**Problem requirements:**
For every line in the records that has the word "would", make a copy.

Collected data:
______

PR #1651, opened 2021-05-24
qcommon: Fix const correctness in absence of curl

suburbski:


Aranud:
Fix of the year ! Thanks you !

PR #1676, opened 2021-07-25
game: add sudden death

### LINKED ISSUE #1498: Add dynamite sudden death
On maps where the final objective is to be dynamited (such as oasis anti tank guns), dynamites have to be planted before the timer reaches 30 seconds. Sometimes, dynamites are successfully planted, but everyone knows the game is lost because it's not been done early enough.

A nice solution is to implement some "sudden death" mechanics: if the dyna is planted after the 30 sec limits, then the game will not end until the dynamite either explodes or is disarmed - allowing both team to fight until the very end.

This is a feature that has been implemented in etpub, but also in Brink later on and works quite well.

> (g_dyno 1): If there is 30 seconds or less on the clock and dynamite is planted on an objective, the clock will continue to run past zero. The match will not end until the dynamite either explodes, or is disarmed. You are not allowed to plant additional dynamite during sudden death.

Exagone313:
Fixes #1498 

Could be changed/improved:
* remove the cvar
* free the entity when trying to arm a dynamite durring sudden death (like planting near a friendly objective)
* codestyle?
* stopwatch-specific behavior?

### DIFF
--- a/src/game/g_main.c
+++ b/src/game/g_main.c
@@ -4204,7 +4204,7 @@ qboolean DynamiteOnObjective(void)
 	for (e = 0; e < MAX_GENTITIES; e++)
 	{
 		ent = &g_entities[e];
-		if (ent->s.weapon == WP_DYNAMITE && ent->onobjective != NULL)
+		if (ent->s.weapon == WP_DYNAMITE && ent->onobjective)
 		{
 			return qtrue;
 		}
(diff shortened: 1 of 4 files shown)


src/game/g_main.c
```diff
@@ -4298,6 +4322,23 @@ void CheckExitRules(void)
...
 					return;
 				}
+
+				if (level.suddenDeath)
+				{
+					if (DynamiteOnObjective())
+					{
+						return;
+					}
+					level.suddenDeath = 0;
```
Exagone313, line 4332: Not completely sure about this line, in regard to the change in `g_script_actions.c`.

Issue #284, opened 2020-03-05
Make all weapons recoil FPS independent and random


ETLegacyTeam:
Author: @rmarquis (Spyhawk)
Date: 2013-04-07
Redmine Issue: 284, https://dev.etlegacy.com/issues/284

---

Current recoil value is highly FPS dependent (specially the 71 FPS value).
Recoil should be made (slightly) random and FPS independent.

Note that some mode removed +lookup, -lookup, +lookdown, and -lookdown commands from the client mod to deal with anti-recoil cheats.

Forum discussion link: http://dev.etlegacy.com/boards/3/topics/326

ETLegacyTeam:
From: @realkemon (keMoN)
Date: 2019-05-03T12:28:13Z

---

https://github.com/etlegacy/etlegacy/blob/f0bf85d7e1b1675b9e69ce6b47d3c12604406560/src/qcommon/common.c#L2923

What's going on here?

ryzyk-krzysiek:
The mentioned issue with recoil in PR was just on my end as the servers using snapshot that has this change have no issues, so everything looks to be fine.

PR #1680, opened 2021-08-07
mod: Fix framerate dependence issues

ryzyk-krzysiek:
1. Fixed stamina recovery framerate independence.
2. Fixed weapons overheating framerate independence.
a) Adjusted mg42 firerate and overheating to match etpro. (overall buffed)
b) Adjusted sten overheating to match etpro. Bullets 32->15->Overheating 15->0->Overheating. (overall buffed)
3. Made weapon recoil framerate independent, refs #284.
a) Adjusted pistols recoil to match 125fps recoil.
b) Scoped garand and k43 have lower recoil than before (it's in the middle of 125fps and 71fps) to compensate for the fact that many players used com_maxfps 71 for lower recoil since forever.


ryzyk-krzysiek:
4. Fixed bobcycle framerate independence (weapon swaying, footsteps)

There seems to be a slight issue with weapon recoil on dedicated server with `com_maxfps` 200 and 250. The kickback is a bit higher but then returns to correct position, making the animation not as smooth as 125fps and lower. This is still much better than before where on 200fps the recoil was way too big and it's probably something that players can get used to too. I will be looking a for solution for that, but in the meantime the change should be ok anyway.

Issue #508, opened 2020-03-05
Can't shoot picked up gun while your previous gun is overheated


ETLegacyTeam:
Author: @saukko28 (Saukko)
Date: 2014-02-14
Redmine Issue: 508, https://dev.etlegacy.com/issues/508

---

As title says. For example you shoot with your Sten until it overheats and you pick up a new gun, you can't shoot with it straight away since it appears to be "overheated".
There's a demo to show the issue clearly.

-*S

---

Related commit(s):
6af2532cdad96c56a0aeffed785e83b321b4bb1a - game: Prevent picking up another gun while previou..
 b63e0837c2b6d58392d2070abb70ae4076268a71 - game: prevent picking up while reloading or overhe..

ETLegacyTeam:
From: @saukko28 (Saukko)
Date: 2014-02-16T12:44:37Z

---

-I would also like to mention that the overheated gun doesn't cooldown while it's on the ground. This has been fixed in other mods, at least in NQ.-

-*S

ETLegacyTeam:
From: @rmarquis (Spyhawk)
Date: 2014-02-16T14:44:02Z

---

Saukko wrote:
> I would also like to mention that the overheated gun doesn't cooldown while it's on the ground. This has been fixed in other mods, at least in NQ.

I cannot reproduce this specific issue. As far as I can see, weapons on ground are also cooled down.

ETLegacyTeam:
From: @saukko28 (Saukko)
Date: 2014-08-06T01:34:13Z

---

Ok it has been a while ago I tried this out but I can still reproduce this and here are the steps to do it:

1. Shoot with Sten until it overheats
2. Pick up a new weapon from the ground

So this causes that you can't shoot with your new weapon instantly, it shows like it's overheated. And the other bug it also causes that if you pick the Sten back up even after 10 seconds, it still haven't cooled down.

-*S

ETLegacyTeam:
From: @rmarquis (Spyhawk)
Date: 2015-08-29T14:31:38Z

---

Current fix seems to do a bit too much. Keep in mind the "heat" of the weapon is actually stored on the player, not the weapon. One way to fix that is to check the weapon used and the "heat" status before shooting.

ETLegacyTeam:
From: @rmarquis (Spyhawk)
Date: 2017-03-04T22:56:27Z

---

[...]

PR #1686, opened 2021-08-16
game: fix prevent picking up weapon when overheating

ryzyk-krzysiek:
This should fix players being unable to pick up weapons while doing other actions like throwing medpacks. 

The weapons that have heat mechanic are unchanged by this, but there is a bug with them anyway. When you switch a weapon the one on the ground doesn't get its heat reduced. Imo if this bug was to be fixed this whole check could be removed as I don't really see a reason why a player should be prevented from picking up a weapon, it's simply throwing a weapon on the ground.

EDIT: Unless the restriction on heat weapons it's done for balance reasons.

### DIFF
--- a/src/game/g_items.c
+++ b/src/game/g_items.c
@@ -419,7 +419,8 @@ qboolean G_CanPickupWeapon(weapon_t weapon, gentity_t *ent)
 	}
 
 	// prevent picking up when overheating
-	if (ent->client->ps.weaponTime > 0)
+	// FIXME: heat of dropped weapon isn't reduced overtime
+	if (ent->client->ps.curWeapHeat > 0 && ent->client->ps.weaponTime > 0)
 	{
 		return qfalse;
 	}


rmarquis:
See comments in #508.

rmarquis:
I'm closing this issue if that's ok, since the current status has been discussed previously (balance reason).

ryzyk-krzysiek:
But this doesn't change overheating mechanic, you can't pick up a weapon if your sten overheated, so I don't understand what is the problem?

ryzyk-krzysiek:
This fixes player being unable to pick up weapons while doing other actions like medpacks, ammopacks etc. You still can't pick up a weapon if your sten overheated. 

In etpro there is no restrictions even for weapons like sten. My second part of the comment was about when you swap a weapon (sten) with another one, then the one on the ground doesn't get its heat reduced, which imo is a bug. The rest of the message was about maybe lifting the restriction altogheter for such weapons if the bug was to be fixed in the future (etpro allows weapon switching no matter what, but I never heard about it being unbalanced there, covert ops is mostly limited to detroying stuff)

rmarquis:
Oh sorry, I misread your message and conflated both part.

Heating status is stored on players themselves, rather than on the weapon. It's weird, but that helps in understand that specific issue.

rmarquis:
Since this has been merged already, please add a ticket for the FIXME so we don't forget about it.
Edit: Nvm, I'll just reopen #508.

______

**Finished exercise:**
-I would also like to mention that the overheated gun doesn't cooldown while it's on the ground. This has been fixed in other mods, at least in NQ.-
> I would also like to mention that the overheated gun doesn't cooldown while it's on the ground. This has been fixed in other mods, at least in NQ.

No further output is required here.